Stored data entries:
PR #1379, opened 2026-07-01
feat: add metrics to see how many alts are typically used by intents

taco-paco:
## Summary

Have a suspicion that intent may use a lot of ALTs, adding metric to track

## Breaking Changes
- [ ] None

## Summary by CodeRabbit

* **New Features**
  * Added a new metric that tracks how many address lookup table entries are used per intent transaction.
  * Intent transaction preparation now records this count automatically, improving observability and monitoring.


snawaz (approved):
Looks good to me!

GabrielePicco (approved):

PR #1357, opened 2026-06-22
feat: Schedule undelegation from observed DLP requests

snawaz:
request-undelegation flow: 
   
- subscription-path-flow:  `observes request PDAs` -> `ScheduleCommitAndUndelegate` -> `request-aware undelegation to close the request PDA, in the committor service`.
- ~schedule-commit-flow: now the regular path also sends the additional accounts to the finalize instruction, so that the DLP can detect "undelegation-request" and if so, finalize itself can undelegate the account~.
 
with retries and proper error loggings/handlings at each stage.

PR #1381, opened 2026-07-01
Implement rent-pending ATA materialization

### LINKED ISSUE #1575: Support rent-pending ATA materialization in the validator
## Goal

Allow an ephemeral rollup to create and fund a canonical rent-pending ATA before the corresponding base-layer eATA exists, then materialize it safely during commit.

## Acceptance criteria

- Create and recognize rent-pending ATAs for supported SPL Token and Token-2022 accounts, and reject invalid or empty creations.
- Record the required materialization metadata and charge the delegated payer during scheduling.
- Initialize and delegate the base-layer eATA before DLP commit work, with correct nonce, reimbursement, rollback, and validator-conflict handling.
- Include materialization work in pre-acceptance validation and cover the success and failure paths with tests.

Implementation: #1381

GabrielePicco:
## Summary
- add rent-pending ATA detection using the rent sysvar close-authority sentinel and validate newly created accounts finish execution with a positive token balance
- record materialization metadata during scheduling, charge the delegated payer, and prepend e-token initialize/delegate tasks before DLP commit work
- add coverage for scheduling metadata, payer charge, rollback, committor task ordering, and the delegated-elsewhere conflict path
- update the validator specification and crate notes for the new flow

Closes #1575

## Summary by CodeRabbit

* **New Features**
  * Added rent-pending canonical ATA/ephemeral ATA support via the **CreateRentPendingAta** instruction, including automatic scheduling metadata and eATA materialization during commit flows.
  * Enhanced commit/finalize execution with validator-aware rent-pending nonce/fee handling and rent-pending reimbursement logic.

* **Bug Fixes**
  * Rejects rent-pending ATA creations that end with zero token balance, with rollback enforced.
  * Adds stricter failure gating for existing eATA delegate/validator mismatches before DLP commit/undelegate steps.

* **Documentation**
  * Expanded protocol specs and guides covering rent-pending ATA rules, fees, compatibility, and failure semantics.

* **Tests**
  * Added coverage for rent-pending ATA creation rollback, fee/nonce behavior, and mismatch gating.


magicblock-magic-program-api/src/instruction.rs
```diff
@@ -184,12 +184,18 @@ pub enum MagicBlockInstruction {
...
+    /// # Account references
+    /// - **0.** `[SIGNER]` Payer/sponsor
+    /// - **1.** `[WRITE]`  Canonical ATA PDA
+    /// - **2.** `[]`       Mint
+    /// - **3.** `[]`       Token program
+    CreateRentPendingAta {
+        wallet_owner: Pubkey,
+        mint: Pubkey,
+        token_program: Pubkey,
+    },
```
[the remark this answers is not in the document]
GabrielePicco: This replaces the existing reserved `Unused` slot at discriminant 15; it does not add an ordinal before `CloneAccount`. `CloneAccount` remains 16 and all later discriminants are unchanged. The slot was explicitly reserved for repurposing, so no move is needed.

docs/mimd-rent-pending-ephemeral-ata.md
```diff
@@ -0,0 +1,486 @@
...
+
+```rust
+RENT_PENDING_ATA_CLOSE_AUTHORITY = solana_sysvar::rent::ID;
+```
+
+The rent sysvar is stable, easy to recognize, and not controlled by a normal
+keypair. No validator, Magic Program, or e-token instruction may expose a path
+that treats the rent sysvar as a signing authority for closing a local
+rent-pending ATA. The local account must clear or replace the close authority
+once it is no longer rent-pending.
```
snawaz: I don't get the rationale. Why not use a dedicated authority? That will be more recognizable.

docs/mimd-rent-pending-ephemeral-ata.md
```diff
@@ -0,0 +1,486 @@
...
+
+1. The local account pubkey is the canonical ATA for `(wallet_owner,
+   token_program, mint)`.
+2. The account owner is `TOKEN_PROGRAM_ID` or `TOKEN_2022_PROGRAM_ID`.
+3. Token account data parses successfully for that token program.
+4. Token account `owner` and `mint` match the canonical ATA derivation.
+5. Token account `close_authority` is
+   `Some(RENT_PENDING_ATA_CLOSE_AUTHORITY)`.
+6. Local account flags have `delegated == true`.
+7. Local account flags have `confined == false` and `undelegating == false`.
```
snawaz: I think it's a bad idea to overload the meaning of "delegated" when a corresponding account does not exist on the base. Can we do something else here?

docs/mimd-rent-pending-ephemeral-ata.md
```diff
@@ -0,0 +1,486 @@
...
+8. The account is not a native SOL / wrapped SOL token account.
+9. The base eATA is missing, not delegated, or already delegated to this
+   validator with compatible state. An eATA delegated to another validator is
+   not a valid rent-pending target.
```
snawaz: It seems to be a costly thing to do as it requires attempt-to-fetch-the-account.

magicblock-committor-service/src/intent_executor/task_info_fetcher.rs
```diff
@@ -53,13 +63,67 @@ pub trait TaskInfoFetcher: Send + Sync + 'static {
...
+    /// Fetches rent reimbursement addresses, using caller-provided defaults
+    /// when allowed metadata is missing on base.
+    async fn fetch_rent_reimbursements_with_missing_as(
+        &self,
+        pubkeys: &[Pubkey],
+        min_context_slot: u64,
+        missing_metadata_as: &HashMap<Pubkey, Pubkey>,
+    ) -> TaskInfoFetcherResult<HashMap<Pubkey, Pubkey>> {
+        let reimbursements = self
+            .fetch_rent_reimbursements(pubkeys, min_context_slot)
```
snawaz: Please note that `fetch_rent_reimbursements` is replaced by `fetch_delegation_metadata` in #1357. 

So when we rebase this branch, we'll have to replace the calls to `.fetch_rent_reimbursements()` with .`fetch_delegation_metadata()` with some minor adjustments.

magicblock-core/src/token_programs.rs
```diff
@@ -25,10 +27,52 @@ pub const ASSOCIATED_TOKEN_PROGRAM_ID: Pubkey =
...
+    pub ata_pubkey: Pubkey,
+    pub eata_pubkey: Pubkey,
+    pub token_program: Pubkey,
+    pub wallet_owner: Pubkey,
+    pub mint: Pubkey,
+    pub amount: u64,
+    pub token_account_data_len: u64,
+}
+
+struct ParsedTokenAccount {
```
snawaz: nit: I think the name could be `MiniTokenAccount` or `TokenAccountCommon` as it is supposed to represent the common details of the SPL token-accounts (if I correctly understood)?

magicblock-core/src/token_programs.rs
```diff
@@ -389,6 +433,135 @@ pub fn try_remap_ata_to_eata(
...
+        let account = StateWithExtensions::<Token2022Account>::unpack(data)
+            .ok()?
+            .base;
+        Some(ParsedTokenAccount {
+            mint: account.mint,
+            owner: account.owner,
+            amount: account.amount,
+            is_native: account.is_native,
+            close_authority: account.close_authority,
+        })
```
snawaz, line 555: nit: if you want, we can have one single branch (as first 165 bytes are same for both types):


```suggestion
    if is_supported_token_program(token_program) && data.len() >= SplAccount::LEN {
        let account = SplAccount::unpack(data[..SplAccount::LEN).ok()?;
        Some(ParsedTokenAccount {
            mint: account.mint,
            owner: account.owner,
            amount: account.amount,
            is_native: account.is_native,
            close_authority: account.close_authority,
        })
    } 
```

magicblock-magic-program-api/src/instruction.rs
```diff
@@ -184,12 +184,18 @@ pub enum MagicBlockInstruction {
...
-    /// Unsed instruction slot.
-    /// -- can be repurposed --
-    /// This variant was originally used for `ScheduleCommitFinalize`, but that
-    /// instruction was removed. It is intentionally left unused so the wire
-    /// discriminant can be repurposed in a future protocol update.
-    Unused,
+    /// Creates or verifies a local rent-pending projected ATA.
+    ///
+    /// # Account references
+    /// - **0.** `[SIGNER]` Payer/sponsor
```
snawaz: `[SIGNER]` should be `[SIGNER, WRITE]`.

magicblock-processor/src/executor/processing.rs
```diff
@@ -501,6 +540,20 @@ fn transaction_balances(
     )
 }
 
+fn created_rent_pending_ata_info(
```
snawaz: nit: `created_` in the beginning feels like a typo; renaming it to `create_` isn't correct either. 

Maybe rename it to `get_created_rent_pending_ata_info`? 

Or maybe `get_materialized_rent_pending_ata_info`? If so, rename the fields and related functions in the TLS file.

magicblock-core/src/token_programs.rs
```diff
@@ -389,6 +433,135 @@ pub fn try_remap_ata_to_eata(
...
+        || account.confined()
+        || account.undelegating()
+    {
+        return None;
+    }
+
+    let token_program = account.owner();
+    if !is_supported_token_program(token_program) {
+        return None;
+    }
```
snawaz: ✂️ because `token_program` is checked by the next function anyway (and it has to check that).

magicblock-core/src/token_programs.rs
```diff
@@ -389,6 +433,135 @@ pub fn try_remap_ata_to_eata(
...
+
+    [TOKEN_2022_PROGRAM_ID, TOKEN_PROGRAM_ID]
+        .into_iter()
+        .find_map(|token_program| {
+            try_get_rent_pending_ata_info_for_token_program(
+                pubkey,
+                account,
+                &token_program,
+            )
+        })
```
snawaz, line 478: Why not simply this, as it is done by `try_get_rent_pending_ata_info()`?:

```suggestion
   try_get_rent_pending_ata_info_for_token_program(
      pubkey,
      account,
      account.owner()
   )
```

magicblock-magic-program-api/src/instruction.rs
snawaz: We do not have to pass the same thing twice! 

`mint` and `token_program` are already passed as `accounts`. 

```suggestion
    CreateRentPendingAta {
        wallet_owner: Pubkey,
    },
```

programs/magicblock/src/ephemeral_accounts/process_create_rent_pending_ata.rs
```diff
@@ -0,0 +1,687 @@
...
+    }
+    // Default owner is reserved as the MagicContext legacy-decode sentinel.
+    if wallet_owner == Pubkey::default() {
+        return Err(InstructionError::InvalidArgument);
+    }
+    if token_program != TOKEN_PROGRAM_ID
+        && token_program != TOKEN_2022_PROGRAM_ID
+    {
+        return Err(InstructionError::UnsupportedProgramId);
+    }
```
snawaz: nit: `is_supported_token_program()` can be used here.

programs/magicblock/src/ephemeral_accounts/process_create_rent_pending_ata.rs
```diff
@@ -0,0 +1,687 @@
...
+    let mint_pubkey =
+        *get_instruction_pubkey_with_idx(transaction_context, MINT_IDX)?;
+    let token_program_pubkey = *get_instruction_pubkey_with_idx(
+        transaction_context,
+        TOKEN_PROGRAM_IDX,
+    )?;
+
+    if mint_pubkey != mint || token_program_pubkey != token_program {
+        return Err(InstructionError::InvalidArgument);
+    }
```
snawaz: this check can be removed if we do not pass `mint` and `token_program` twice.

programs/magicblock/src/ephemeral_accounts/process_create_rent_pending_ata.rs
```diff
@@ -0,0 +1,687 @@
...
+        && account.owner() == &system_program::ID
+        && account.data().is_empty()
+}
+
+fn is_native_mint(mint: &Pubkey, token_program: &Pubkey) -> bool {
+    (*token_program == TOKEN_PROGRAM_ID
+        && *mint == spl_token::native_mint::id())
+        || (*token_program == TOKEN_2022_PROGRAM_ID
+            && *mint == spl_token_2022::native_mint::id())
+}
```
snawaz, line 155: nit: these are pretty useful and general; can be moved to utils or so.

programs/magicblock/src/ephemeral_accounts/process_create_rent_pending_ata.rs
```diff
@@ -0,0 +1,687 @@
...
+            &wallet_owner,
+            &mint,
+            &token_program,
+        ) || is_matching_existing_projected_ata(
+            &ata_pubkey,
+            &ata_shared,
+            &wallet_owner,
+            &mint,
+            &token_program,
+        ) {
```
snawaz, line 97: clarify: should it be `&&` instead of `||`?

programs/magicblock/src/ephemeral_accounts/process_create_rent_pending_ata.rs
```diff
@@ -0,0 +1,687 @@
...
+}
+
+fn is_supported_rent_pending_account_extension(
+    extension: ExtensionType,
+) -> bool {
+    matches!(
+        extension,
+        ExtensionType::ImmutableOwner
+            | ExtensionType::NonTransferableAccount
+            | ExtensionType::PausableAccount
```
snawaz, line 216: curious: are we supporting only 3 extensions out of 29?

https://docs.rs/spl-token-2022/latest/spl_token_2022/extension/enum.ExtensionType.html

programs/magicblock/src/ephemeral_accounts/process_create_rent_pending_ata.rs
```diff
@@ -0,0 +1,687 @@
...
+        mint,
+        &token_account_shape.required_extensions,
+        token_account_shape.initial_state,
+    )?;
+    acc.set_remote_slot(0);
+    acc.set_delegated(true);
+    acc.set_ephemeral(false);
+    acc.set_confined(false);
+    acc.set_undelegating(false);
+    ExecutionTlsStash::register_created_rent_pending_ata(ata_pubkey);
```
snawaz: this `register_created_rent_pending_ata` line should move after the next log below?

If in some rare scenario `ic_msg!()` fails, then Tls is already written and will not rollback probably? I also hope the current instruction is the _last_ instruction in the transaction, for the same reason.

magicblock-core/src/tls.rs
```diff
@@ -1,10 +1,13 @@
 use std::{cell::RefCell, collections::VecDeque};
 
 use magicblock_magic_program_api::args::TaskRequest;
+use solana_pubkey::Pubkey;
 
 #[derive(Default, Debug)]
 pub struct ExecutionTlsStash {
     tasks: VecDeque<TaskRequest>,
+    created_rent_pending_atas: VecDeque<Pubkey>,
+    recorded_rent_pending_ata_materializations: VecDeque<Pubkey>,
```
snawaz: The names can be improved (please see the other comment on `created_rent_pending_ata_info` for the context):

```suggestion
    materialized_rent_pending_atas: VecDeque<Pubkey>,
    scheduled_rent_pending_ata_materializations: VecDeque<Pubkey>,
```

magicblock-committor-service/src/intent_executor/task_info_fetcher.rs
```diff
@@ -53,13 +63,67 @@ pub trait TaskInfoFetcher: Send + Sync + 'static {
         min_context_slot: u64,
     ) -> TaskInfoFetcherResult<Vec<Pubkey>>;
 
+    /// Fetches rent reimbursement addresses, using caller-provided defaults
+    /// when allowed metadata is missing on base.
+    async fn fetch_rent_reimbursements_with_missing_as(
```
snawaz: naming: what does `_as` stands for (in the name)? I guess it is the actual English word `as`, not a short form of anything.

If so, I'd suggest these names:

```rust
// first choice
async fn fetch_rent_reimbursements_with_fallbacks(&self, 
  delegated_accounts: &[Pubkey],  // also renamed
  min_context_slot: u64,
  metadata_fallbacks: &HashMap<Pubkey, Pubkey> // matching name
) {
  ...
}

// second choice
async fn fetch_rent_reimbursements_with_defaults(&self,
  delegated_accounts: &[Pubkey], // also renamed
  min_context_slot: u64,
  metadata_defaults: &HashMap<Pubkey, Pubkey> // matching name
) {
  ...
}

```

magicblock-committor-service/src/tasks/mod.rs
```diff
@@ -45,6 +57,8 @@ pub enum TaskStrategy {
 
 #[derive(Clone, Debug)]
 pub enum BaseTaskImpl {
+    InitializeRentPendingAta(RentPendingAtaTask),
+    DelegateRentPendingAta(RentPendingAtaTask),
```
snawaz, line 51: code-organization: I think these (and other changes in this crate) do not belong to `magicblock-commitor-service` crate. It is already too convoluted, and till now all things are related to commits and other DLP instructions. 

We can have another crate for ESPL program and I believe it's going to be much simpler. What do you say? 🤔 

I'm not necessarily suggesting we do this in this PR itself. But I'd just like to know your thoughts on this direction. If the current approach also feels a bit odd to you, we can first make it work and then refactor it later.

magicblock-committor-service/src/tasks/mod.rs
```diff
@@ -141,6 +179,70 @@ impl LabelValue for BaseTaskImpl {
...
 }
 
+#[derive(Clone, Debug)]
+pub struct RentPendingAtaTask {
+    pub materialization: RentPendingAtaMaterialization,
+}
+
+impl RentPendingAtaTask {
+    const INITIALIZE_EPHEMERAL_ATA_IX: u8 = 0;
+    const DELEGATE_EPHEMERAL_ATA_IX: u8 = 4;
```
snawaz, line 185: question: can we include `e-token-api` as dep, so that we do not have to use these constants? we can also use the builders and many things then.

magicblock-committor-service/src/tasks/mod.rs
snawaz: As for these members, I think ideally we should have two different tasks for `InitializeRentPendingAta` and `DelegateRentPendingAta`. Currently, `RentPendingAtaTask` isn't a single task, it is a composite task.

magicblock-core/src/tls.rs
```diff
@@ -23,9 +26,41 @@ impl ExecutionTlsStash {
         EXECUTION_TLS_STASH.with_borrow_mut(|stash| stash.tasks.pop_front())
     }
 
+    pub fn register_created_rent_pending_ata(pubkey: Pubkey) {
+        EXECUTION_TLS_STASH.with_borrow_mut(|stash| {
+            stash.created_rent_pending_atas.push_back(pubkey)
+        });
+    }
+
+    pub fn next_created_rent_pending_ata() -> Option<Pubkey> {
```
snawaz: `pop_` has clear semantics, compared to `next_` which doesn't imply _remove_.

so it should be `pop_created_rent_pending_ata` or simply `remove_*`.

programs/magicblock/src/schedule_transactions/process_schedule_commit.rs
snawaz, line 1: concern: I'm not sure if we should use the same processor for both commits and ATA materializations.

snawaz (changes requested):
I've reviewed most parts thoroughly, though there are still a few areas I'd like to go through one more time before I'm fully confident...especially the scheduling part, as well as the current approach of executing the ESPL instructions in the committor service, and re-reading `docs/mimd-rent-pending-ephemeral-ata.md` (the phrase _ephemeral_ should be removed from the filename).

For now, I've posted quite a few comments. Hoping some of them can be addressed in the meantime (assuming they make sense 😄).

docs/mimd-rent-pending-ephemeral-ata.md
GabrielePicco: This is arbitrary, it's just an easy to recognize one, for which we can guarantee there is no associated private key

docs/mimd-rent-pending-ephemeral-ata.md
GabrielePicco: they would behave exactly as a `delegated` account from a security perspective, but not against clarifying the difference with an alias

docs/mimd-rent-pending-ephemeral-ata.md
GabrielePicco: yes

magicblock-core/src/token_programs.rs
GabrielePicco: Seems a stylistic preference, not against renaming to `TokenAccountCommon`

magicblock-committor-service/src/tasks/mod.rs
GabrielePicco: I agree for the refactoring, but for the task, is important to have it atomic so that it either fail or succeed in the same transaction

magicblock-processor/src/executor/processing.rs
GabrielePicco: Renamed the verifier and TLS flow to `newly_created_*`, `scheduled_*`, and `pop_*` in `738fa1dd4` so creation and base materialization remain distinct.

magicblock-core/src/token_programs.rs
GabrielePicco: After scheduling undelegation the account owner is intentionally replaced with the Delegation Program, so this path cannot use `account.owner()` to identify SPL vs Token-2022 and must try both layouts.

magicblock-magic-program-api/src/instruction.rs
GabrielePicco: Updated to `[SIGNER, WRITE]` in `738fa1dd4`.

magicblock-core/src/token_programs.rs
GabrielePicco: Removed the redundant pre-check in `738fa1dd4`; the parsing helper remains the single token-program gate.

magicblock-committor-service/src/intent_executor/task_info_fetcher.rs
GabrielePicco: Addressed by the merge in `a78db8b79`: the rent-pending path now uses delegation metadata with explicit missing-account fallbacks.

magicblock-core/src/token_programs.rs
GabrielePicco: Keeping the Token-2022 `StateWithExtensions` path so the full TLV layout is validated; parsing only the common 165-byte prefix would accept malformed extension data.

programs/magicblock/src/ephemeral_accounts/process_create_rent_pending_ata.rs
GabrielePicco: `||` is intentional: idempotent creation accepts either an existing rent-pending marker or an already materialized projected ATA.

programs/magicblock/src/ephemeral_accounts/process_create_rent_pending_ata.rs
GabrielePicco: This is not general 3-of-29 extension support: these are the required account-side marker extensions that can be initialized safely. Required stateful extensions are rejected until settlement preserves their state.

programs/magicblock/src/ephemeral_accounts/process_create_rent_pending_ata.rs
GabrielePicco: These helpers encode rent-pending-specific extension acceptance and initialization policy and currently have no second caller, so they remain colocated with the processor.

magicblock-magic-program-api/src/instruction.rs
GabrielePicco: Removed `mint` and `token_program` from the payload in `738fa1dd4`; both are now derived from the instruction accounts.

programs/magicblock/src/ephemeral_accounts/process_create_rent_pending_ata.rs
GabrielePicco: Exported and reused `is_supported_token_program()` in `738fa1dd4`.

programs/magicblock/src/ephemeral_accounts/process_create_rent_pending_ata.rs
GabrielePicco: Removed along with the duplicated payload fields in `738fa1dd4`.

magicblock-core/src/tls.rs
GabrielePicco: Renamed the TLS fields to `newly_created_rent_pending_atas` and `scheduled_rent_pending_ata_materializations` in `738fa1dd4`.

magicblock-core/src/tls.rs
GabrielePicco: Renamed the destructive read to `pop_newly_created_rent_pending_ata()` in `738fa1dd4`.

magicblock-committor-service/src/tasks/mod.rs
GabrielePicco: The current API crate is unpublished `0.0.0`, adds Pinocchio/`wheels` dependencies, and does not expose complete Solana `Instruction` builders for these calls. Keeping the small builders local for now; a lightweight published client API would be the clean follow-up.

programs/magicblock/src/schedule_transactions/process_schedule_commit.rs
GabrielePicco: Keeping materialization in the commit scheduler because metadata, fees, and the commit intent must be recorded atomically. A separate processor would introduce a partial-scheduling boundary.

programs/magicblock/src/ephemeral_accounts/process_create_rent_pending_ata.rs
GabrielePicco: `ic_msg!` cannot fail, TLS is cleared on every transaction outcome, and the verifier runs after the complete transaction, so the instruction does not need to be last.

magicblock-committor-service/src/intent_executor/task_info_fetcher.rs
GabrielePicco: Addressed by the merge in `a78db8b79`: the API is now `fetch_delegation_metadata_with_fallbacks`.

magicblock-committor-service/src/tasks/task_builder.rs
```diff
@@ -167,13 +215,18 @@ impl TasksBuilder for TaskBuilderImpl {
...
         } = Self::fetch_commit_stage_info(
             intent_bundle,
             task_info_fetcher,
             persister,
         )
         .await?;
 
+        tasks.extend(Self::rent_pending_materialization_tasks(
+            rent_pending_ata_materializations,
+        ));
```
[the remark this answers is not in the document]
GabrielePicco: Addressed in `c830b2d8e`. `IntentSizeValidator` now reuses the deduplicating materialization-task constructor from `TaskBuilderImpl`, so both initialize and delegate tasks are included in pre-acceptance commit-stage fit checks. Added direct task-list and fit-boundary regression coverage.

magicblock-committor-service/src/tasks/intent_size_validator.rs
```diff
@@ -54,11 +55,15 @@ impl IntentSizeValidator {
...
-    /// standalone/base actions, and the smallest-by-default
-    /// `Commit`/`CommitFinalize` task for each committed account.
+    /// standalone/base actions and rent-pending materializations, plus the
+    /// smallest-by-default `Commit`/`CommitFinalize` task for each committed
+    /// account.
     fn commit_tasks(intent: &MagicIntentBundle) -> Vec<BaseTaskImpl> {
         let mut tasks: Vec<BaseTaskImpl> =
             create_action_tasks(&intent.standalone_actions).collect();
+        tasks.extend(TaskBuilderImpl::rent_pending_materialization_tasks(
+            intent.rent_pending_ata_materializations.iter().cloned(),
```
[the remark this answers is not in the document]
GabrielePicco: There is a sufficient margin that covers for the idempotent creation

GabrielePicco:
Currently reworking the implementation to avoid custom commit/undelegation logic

WORK TO BE COMPLETED - From the data above, copy each line that holds "enum".

RESULT FOR THIS EXERCISE -
@@ -184,12 +184,18 @@ pub enum MagicBlockInstruction {
@@ -184,12 +184,18 @@ pub enum MagicBlockInstruction {
https://docs.rs/spl-token-2022/latest/spl_token_2022/extension/enum.ExtensionType.html
@@ -45,6 +57,8 @@ pub enum TaskStrategy {
 pub enum BaseTaskImpl {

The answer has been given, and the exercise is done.